Output Separations

TGREER · October 15, 2024, 10:18am

Two scenarios come up frequently when I need to use Output Separations.

I need to know before running if there will be duplicate files. It’s a mess when a large job fails 90% of the way through because of a duplicate filename.
I need to know when the output is completed.

For the first issue, it would be great if there were a “validation” step or mode that checked for dupes before starting the output.

For the second, I like the performance of starting a Separation output step that runs asynchronously, letting the rest of the Process run, but often there is a housekeeping step (for example, copying all of the output to an archive location, or zipping all of the output and FTPing it somewhere). Is there a REST call or some other signal that can be checked to see if the Separation step is completed or still running?

Phil · October 15, 2024, 7:42pm

For the first part, it really depends on how you’re naming each output file.
If it’s based on a field value, for instance, then you could check for duplicate field values immediately after the data mapping step (a simple Workflow script could take care of that).

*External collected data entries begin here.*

PR #2565, opened 2025-06-03
Add new SetAction overload to avoid fire & forget silent error

### LINKED ISSUE #2562: SetAction overloads should have Task options without CancellationToken
Folks might accidentally pass an async lambda that doesn't accept a cancellation token and the compiler will treat it as async void, which will in turn be treated as a synchronous action by System.Commandline.  Many places in our API we treat CancellationToken as optional, we should do so here.  Please add overloads that accept Func returning Task without a cancellation token.

adamsitnik:
fixes #2562

cc @ericstj

### DIFF
--- a/src/System.CommandLine.Tests/Invocation/InvocationTests.cs
+++ b/src/System.CommandLine.Tests/Invocation/InvocationTests.cs
@@ -188,7 +188,42 @@ namespace System.CommandLine.Tests.Invocation
 
             (await rootCommand.Parse("").InvokeAsync()).Should().Be(123);
         }
-        
+
+        [Fact]
+        public async Task Anonymous_async_action_is_not_mapped_into_sync_void_with_fire_and_forget()
+        {
+            RootCommand rootCommand = new();
+            CancellationTokenSource cts = new();
+            bool wasCancelled = false;
+
+            Task cancellableDelay = Task.Delay(TimeSpan.FromHours(1), cts.Token);
+
+            // We are not using the overload that takes a CancellationToken to ensure that
+            // we reproduce the behavior described in https://github.com/dotnet/command-line-api/issues/2562:
+            // having an "async void" action passed as Action<ParseResult> to SetAction
+            // and running into "fire and forget".
+            rootCommand.SetAction(async parseResult => 
+            {
+                try
+                {
+                    await cancellableDelay;
+                }
+                catch (TaskCanceledException)
+                {
+                    wasCancelled = true;
+                }
+                
+            });
+
+            Task started = rootCommand.Parse("").InvokeAsync();
+            started.IsCompleted.Should().BeFalse("It should return a Task that has not finished yet.");
+
+            cts.Cancel();
+            await started;
+            wasCancelled.Should().BeTrue("It should be faulted because the delay was cancelled.");
+            started.IsCompleted.Should().BeTrue("It should complete after the cancellation.");
+        }
+
         [Fact]
         public void Terminating_option_action_short_circuits_command_action()
         {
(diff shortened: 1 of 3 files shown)


src/System.CommandLine/Command.cs
```diff
@@ -149,6 +149,30 @@ public void SetAction(Func<ParseResult, CancellationToken, Task> action)
...
+        /// <summary>
+        /// Sets an asynchronous action to be run when the command is invoked.
+        /// </summary>
+        /// <remarks>
+        /// When possible, prefer using the <see cref="SetAction(Func{ParseResult, CancellationToken, Task})"/> overload
+        /// and passing the <see cref="CancellationToken"/> parameter to the async method(s) called by the action.
+        /// </remarks>
+        // Hide from intellisense, it's public to avoid the compiler choosing a sync overload
+        // for an async action (and fire and forget issue described in https://github.com/dotnet/command-line-api/issues/2562).
+        [EditorBrowsable(EditorBrowsableState.Never)]
```
ericstj, line 161: If you wanted to force folks to think about the `CancellationToken` you could also mark it obsolete -- not sure how hardcore you are about that.

adamsitnik: It was my first idea, but then I realized that we should most likely not release new public `[Obsolete]` methods. But I agree, it would be even better as it would allow us emit a compiler warning/error with a clear message.

@jonsequitur thoughts?

src/System.CommandLine.Tests/Invocation/InvocationTests.cs
```diff
@@ -188,7 +188,42 @@ public async Task Anonymous_RootCommand_int_returning_Action_can_set_custom_resu
...
+                }
+                catch (TaskCanceledException)
+                {
+                    wasCancelled = true;
+                }
+                
+            });
+
+            Task started = rootCommand.Parse("").InvokeAsync();
+            started.IsCompleted.Should().BeFalse("It should return a Task that has not finished yet.");
```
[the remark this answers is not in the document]
adamsitnik: I need to prove that it's fire and forget without the new overload. I've simplified the test to only have an action that is supposed to wait for an hour.  `Barrier` is sync, I am not able to implement a test that shows the bug without getting into deadlock when the bug reproduces.

@jonsequitur is the new simplified version OK?

src/System.CommandLine/Command.cs
adamsitnik: > Would it be simpler to differentiate the methods by name rather than using overloads, e.g. `SetAction` and `SetAsyncAction`?

I like the `SetAsyncAction` name idea (we never discussed actions at the API review), but users could still run into this particular bug and it would cause another wave of breaking changes in SDK/VMR etc. Let's discuss it offline, I think it's now or never.

KalleOlaviNiemitalo:
I feel this deserves a more general Roslyn analyzer, which would warn whenever an async lambda expression as an argument of a call is implicitly converted to a void-returning delegate type.  If the developer really wants an async void function, they can replace the lambda expression with a named local function so that the `void` is explicit.

The analyzer could abstain from warning if there is no overload that would accept some sort of task-type-returning delegate instead.  However, I suspect there wouldn't be too many warnings even without this check.

adamsitnik:
> I feel this deserves a more general Roslyn analyzer, which would warn whenever an async lambda expression as an argument of a call is implicitly converted to a void-returning delegate type. If the developer really wants an async void function, they can replace the lambda expression with a named local function so that the `void` is explicit.
> 
> The analyzer could abstain from warning if there is no overload that would accept some sort of task-type-returning delegate instead. However, I suspect there wouldn't be too many warnings even without this check.

It's great idea, would you like to open an issue in the analyzers repo?

KalleOlaviNiemitalo:
> It's great idea, would you like to open an issue in the analyzers repo?

I found some pre-existing feature requests for warning about async void:

- <https://github.com/dotnet/roslyn-analyzers/issues/1576> rejected; they don't want to add analysers for async.  The recommendation was to use analysers from vs-threading instead.
- <https://github.com/dotnet/roslyn-analyzers/issues/4944>, but it is scoped to only analyse custom analysers and thus would not apply to programs using System.CommandLine.

At this time then, it does not seem useful to file a new request there.  But I'll be looking into whether I can start using the vs-threading analysers.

If it’s based on a more elaborate condition, you’d probably have to first store the final output name as an individual field in the data model, and then use that simple script mentioned above.

For the second issue, there are REST calls that allow you to monitor the progress of any operation and its final result (e.g. Get Result of Operation). But in order to get that information, you must know the Operation ID, which is only available as the result of the REST calls that launched the operation.

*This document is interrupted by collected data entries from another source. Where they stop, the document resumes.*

PR #2566, opened 2025-06-05
Update to .NET 8.0

zbalkan:
Since .NET 7.0 EOL, it's better to stick to LTS version that is till supported. I used LTS instead of LTS to minimize friction between new versions.

### DIFF
--- a/Directory.Packages.props
+++ b/Directory.Packages.props
@@ -1,12 +1,10 @@
 <Project>
-
   <PropertyGroup>
     <ManagePackageVersionsCentrally>true</ManagePackageVersionsCentrally>
     <CentralPackageTransitivePinningEnabled>false</CentralPackageTransitivePinningEnabled>
     <!-- Using multiple feeds isn't supported by Maestro: https://github.com/dotnet/arcade/issues/14155. -->
     <NoWarn>$(NoWarn);NU1507</NoWarn>
   </PropertyGroup>
-
   <ItemGroup>
     <!-- Roslyn dependencies -->
     <PackageVersion Include="Microsoft.CodeAnalysis" Version="4.0.1" />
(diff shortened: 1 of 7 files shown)


src/System.CommandLine/ArgumentValidation.cs
```diff
@@ -171,7 +171,7 @@ private static void FileOrDirectoryExists<T>(ArgumentResult result)
 
                 if (checkFile && checkDirectory)
                 {
-#if NET7_0_OR_GREATER
+#if NET8_0_OR_GREATER
```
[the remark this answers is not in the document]
zbalkan: https://github.com/dotnet/command-line-api/pull/2566/commits/ffea4e6a2a765706975677208d1c2c6f40cebb49

Directory.Packages.props
```diff
@@ -1,12 +1,10 @@
 <Project>
-
```
ViktorHofer, line 2: Revert the removal of these empty lines please. We intentionally put them between property / items groups and after the project start and before the project closing tag for readability.

ViktorHofer (commented):
@jeffhandley @adamsitnik I think it would be good to consider this change for the next possible nuget.org release.

Directory.Packages.props
zbalkan: This is done by the linter I guess. I'll fix it.

zbalkan:
5 commits for this small change may look a bit messy. Should I squash and force-push or do you prefer a merge with squash after it is approved?

jonsequitur:
Other than the package version change for System.Memory, these changes only affect tests. The System.CommandLine library already targets `net8.0` and `netstandard2.0`.

ViktorHofer:
Right but we shouldn't be depending on old / obsolete package dependencies, specifically System.Memory/4.5.4 and Newtonsoft.Json/13.0.2 in upcoming releases.

ViktorHofer (approved):

Frulfump:
From PR description
>LTS instead of LTS

?!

So you’d have to perform the output step yourself, using REST calls. That’s not an overly difficult task, but it does require you to be familiar with the various requirements of the REST API (authentication, resource handling, operation sequence, etc.).

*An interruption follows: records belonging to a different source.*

Issue #2592, opened 2025-06-24
Option/Argument.GetRequiredValue throws when DefaultValueFactory is set


jonsequitur:
When an option is marked `Required` and a `DefaultValueFactory` is set, calling `Option.GetRequiredValue` still throws. 

Program code:

```csharp
using System.CommandLine;

var rootCommand = new RootCommand("This is the description")
{
    new Option<string>("--required") 
    {
        Required = true,
        DefaultValueFactory = _ => "hello"
    }
};

var parseResult = rootCommand.Parse("-h");

Console.WriteLine(parseResult.GetRequiredValue<string>("--required"));


```

Exception: 

```console
Unhandled exception. System.InvalidOperationException: --required is required but was not provided.
   at System.CommandLine.Parsing.SymbolResult.GetRequiredValue[T](String name)
   at System.CommandLine.ParseResult.GetRequiredValue[T](String name)
   at Program.<Main>$(String[] args) in C:\temp\command-name-issue\Program.cs:line 14
```

![Image](https://github.com/user-attachments/assets/6eb9886f-b03e-4bab-ac27-c3955c268560)

PR #2601, opened 2025-06-27
Fix some help and `GetRequiredValue` issues

### LINKED ISSUE #2573: GetRequiredValue throws for implicit values
Currently, `Argument.GetRequiredValue` and `Option.GetRequiredValue` will throw `InvalidOperationException` when the argument or option wasn't actually parsed from command line input. For example:

```csharp
var option = new Option<bool>("-x");

var command = new RootCommand
{
    option
};

// the following throws: -x is required but was not provided
var value = command.Parse("").GetRequiredValue(option);
```

If `Option.DefaultValueFactory` is set, then the exception is not thrown. 

I believe the design of `GetValue` and `GetRequiredValue` should focus on whether the value for the symbol can be bound, including implicit and default values, regardless of whether a matching token was found on the parsed commandline. 

This could be the wrong intuition though. For `bool` it seems intuitive, and perhaps for `int` and other numeric types that default to `0`, but for more complex structs such as `DateTime`, as well as for reference types, this kind of behavior seems nonsensical.

What are people's thoughts on this?

### LINKED ISSUE #2582: When displaying default values do not display [] when value is null
_v2.0.0-beta5.25306.1_

I have some default values that _can_ be sourced from environment variables if they're present.

For example,

```c#
        var passwordOption = new Option<string?>("--password". "-p", "/p")
        {
            Description = "The password to use.",
            DefaultValueFactory = defaultValue =>
            {
                if (string.IsNullOrWhiteSpace(Environment.GetEnvironmentVariable("_Password")))
                {
                    return null;
                }

                return Environment.GetEnvironmentVariable("_Password");
            }
        };

```

Currently the help text would display 

```
-p, --password          The password to use. []
```

It would, to my mind, be cleaner if, when the `DefaultValueFactory` returns null that nothing is displayed as the default, because in this case there is no default.

e.g.

```
-p, --password          The password to use.
```

jonsequitur:
This fixes the following issues:

* #2592
* #2582
* #2573

The approach I took to fix #2573 makes `Argument<bool>` and `Option<bool>` have an implicit `DefaultValueFactory`. This change drove changes to the `HelpBuilder` so I also fixed #2582 while I was in there.

It's not obvious to me that this is the right fix, so I thought that the PR would help clarify the discussion.

For example, should other types than `bool` have this behavior of an implicit default value?

### DIFF
--- a/src/System.CommandLine.Tests/OptionTests.cs
+++ b/src/System.CommandLine.Tests/OptionTests.cs
@@ -4,6 +4,7 @@
 using System.CommandLine.Parsing;
 using FluentAssertions;
 using System.Linq;
+using FluentAssertions.Execution;
 using Xunit;
 
 namespace System.CommandLine.Tests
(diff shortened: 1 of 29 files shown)


src/System.CommandLine/Argument{T}.cs
```diff
@@ -76,6 +93,11 @@ public Argument(string name) : base(name)
         {
             if (DefaultValueFactory is null)
             {
+                if (IsBoolean())
+                {
+                    return false;
+                }
```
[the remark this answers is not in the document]
jonsequitur: This is dead code in any case. The actual current behavior matches that expectation.

src/System.CommandLine.Tests/System.CommandLine.Tests.csproj
```diff
@@ -1,7 +1,7 @@
 ﻿<Project Sdk="Microsoft.NET.Sdk">
 
   <PropertyGroup>
-    <TargetFrameworks>$(TargetFrameworkForNETSDK);$(NetFrameworkCurrent)</TargetFrameworks>
+    <TargetFrameworks>$(TargetFrameworkForNETSDK)</TargetFrameworks>
```
jonsequitur, line 4: @ViktorHofer I was getting the error `error CS0518: Predefined type 'System.Range' is not defined or imported` for usage of index and range syntax for `net481` within this project until I did this. I tried adding the classes directly as well as referencing Microsoft.Bcl.Memory and neither approach worked. 

Is this target framework needed for the tests? (It's not included for the main library.)

ViktorHofer: The issue is in ApprovalTests: https://github.com/approvals/ApprovalTests.Net/issues/768

adamsitnik (approved):
LGTM, thank you for fixing all the issues @jonsequitur !

src/System.CommandLine.Tests/System.CommandLine.Tests.csproj
ViktorHofer: We should definitely keep the .NET Framework tests. That validates that the library works correctly on modern .NET and .NET Framework.

jonsequitur: That would be great. Thanks!

src/System.CommandLine/Argument{T}.cs
```diff
@@ -27,7 +28,23 @@ public Argument(string name) : base(name)
...
+        public Func<ArgumentResult, T>? DefaultValueFactory
+        {
+            get
+            {
+                if (_defaultValueFactory is null)
+                {
+                    switch (this)
+                    {
+                        case Argument<bool> boolArgument:
+                            boolArgument.DefaultValueFactory = _ => false;
```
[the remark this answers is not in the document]
jonsequitur: Agreed, `if` is cleaner. I was considering whether other types should have similar treatment.

src/System.CommandLine.Tests/OptionTests.cs
```diff
@@ -405,6 +469,8 @@ public void Multiple_identifier_token_instances_without_argument_tokens_can_be_p
 
             var result = root.Parse("-v -v -v");
 
+            using var _ = new AssertionScope();
```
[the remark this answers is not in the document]
adamsitnik: > This changes the behavior of the assertions so that all will be evaluated and reported even if the first one fails. Multiple assertions in a test is often considered an antipattern because they can fail independently and failing the test on the first assertion failure loses useful information.
> 
> The `AssertionScope` approach provides a way to make sure all assertion results are reported.

Thanks a lot! It would be great if we could enable it project-wide without a code change (like a csproj setting)

src/System.CommandLine.Tests/System.CommandLine.Tests.csproj
ViktorHofer: Done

Note that even if you were to do this, you’d still have to account for potential latency: the operation may be deemed completed, but the OS might still be in the process of flushing the file to disk, which could prevent you from picking up that last file because it is still being written to disk. This is less likely to occur with the speed of today’s SSDs and NVMEs, but it’s still a possibility. You’d have to introduce some artificial delay into your housekeeping step to account for this possibility.